Exercise details: Filter the data for lines with the word "subscription", then copy every line so identified.

(Saved data entries)
○ ○ ○

PR #2690, opened 2025-07-01
support extend in DocumentRenderer

camarena:
This PR adds support for extend syntax in the DocumentRenderer, addressing scenarios where extended types, enums, unions, or schema blocks should be correctly rendered in the generated SDL output.
* Added logic to handle extend declarations for:
  * type
  * interface
  * enum
  * union
  * schema
* Updated tests to cover new extend rendering cases.
* Minor refactoring for clarity and maintainability.

** Notes **
* When comparing DocumentRenderer.render output in tests or reviews, make sure to ignore trailing and leading whitespace, as it does not affect valid SDL but may differ slightly due to formatting. Ideally tests should ignore whitespace everywhere
* **About schemaRenderer**: I did not modify the schemaRenderer method, even though its current logic is somewhat of a workaround. In a valid GraphQL schema there should only be one schema definition — additional schema entries should properly be extend schema blocks. The existing implementation treats subsequent schema definitions as if they were extensions.
I added what I believe is the correct logic for this behavior but left it commented out to avoid breaking existing legacy use cases for now

Fixes: #2688


ghostdogpr:
I updated your branch because there was a flaky test that I marked as ignored. However your changes seem to make some other tests fail, can you check?

camarena:
I fixed the tests.
@ghostdogpr I would like to know your thoughts about my comment `About schemaRenderer` ^. Thanks

core/src/main/scala/caliban/rendering/DocumentRenderer.scala
```diff
@@ -322,6 +335,64 @@ object DocumentRenderer extends Renderer[Document] {
...
+      override protected[caliban] def unsafeRender(
+        extension: TypeSystemExtension.SchemaExtension,
+        indent: Option[Int],
+        write: StringBuilder
+      ): Unit = {
+        import extension._
+        unsafeRenderImpl("extend schema", None, directives, query, mutation, subscription, indent, write)
+      }
+    }
+  // TODO: The implementation of schemaRenderer is wrong. Two schema definations is invalid. The current implementation
```
ghostdogpr, line 387: @paulpdaniels could you check that?

core/src/test/scala-3/caliban/Scala3SpecificSpec.scala
```diff
@@ -34,19 +34,19 @@ object Scala3SpecificSpec extends ZIOSpecDefault {
...
-                                 |enum FooEnum {
-                                 |  A
-                                 |  B
-                                 |  C
-                                 |}
-                                 |
-                                 |type Queries {
-                                 |  item: FooEnum!
-                                 |}""".stripMargin)
+        assertTrue(rendered.trim == """schema {
```
ghostdogpr: what changed and why?

paulpdaniels:
> The existing implementation treats subsequent schema definitions as if they were extensions.

This isn't correct, there can only be a single `schemaDefinition` within a document, the `extend` is derived from the presence of certain features of the graph and something we landed on in !2433 to address federated graphs where the subgraph definition isn't actually a proper schema on it's own because it doesn't have a `Query` definition. So we need to have an `extend schema` to be able to define the schema level directives.

To make this work I think we'd need to move where we detect this to when we create a document to render the graph. If we detect this type of schema we'd want to push a `SchemaTypeExtension` instead of a `SchemaDefinition`

core/src/main/scala/caliban/rendering/DocumentRenderer.scala
```diff
@@ -383,6 +456,23 @@ object DocumentRenderer extends Renderer[Document] {
...
+    typeExtensionRenderer.list.contramap(_.sorted)
+
+  private lazy val typeExtensionRenderer: Renderer[TypeSystemExtension] = new Renderer[TypeSystemExtension] {
+    override def unsafeRender(extension: TypeSystemExtension, indent: Option[Int], writer: StringBuilder): Unit =
+      extension match {
+        case t: TypeSystemExtension.SchemaExtension    => schemaExtensionRenderer.unsafeRender(t, indent, writer)
+        case t: TypeExtension.EnumTypeExtension        => enumTypeExtensionRenderer.unsafeRender(t, indent, writer)
+        case t: TypeExtension.InputObjectTypeExtension => inputObjectExtensionRenderer.unsafeRender(t, indent, writer)
+        case t: TypeExtension.InterfaceTypeExtension   => interfaceTypeExtensionRenderer.unsafeRender(t, indent, writer)
+        case t: TypeExtension.ScalarTypeExtension      => () // Scalar can't be extended
```
paulpdaniels: https://spec.graphql.org/October2021/#sec-Scalar-Extensions

> Scalar type extensions are used to represent a scalar type which has been extended from some original scalar type. For example, this might be used by a GraphQL tool or service which adds directives to an existing scalar.

We would need to be able to support adding directives to them for instance

core/src/main/scala/caliban/rendering/DocumentRenderer.scala
```diff
@@ -357,7 +428,9 @@ object DocumentRenderer extends Renderer[Document] {
               renderOp("subscription", subscription)
               newlineOrEmpty(indent, writer)
               writer append '}'
-            }
+              newlineOrEmpty(indent, writer)
+            } else
+              newlineOrEmpty(indent, writer)
```
paulpdaniels, line 434: I don't think we need these newlines do we? Generally it's the trailing element that adds the whitespace

core/src/test/scala-3/caliban/Scala3SpecificSpec.scala
camarena: The intent in the documentation is that when you render an entry you leave the buffer in the state for the next one to render properly. That adds an extra newline at the end. I made sure that once you render an entry you are always at the beginning of the next line. Without those changes I was getting something like

```
schema {
   ...
}extend schema {
}
```

core/src/main/scala/caliban/rendering/DocumentRenderer.scala
camarena: I'll add this

core/src/test/scala-3/caliban/Scala3SpecificSpec.scala
camarena: I could redo the logic to assume that you are at the end of the last entry but that will add a newline at the very beginning. That was the reason the last couple of tests broke. It was assuming the output would be:
```
schema {
   ...
}
scalar Unit
```

but with this changes it was
```
schema{
   ...
}

scalar Unit
```

core/src/main/scala/caliban/rendering/DocumentRenderer.scala
camarena: The convention was not consistent in all the code. The changes I made to make it uniform is to assume that when a new entry is about to be rendered the state is to be at the beginning of a new line. I made the changes to guarantee that. For example we were getting
```
schema {
  ...
}
scalar Foo
```
now we get
```
schema{
 ...
}

scalar Foo
```
as I mentioned elsewhere that implies that there is always a newline at the end. I made sure all the tests now pass

camarena:
> > The existing implementation treats subsequent schema definitions as if they were extensions.
> 
> This isn't correct, there can only be a single `schemaDefinition` within a document, the `extend` is derived from the presence of certain features of the graph and something we landed on in !2433 to address federated graphs where the subgraph definition isn't actually a proper schema on it's own because it doesn't have a `Query` definition. So we need to have an `extend schema` to be able to define the schema level directives.
> 
> To make this work I think we'd need to move where we detect this to when we create a document to render the graph. If we detect this type of schema we'd want to push a `SchemaTypeExtension` instead of a `SchemaDefinition`

The parser does not do any semantic validation so it will parse a schema with more than one schemaDefinition. The parser code already does the right thing processing extend schema. In the context of the renderer I believe the code that I have commented is the correct one. It allows you to add to features to the schema using extend. I just wanted to get the thumbs up to remove the incorrect code that I think was added there because the extend support was not in the renderer.

core/src/main/scala/caliban/rendering/DocumentRenderer.scala
```diff
@@ -322,6 +336,64 @@ object DocumentRenderer extends Renderer[Document] {
...
+    }
+  // TODO: The implementation of schemaRenderer is wrong. Two schema definations is invalid. The current implementation
+  // treats it as an extension. The correct implementation should be the follwoing one but I'm keeping the old one for
+  // backward compatibility for now.
+  //  private lazy val schemaRenderer: Renderer[SchemaDefinition] = new Renderer[SchemaDefinition] with SchemaOps {
+  //    override def unsafeRender(definition: SchemaDefinition, indent: Option[Int], writer: StringBuilder): Unit = {
+  //      import definition._
+  //      unsafeRenderImpl("schema", description, directives, query, mutation, subscription, indent, writer)
+  //    }
+  //  }
```
paulpdaniels, line 395: Im ok with this change generally, as long as the current behavior (for partial schemas such as in federation) still works. The issue with the change as is, is that when going from GraphQL to renderer schema we don't do any extension types. I'd suggest that we instead then update the GraphQL#toDocument method to output the schema as an extension type if it's subgraph variant.

core/src/main/scala/caliban/rendering/DocumentRenderer.scala
paulpdaniels: I just checked again, the convention we use is pretty standard with the exception of descriptions which have pretty strict formatting requirements. We instead use the overload for `.list` that takes a renderer which will handle the trailing space correctly

paulpdaniels (changes requested):

camarena:
@paulpdaniels can you clarify what are you asking me to change? The code as I updated it, not just this method but changes elsewhere pass all existing and new tests of formatting with the exception that it ends always in a newline. If I restore to the old logic some of the new tests look not very nice since I added the extend and the previous tests were not exhaustive. For example a Document with no schema entry leaves a blank line at the beginning and scalars do not leave a newline before the previous entry.  If you point me to the strict formatting requirements I can go from there

ghostdogpr:
I would prefer to avoid the usage of `trim` so we can see exactly what's the changed output. `trim` would hide if for example we add too many spaces.

core/src/main/scala/caliban/rendering/DocumentRenderer.scala
ghostdogpr: Looking at the diff the formatting looks ok?

camarena:
@ghostdogpr I removed the use of trim on tests

ghostdogpr:
LGTM but I'd like @paulpdaniels to confirm because I've never worked with extends myself.

core/src/main/scala/caliban/rendering/DocumentRenderer.scala
paulpdaniels: I guess it's fine for now, it's difficult to audit these so if it's already passing then ✅ , and anyway I have some changes I plan to make to this interface for 3.x so I'll address that then.

core/src/main/scala/caliban/rendering/DocumentRenderer.scala
paulpdaniels: Do we want to keep the todo and address it in a follow up then?

paulpdaniels (approved):
I think we can merge this as is, I need it anyway for my work on schema extensions

ghostdogpr:
thanks @camarena !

○ ○ ○

Answer section:
+        unsafeRenderImpl("extend schema", None, directives, query, mutation, subscription, indent, write)
               renderOp("subscription", subscription)
+  //      unsafeRenderImpl("schema", description, directives, query, mutation, subscription, indent, writer)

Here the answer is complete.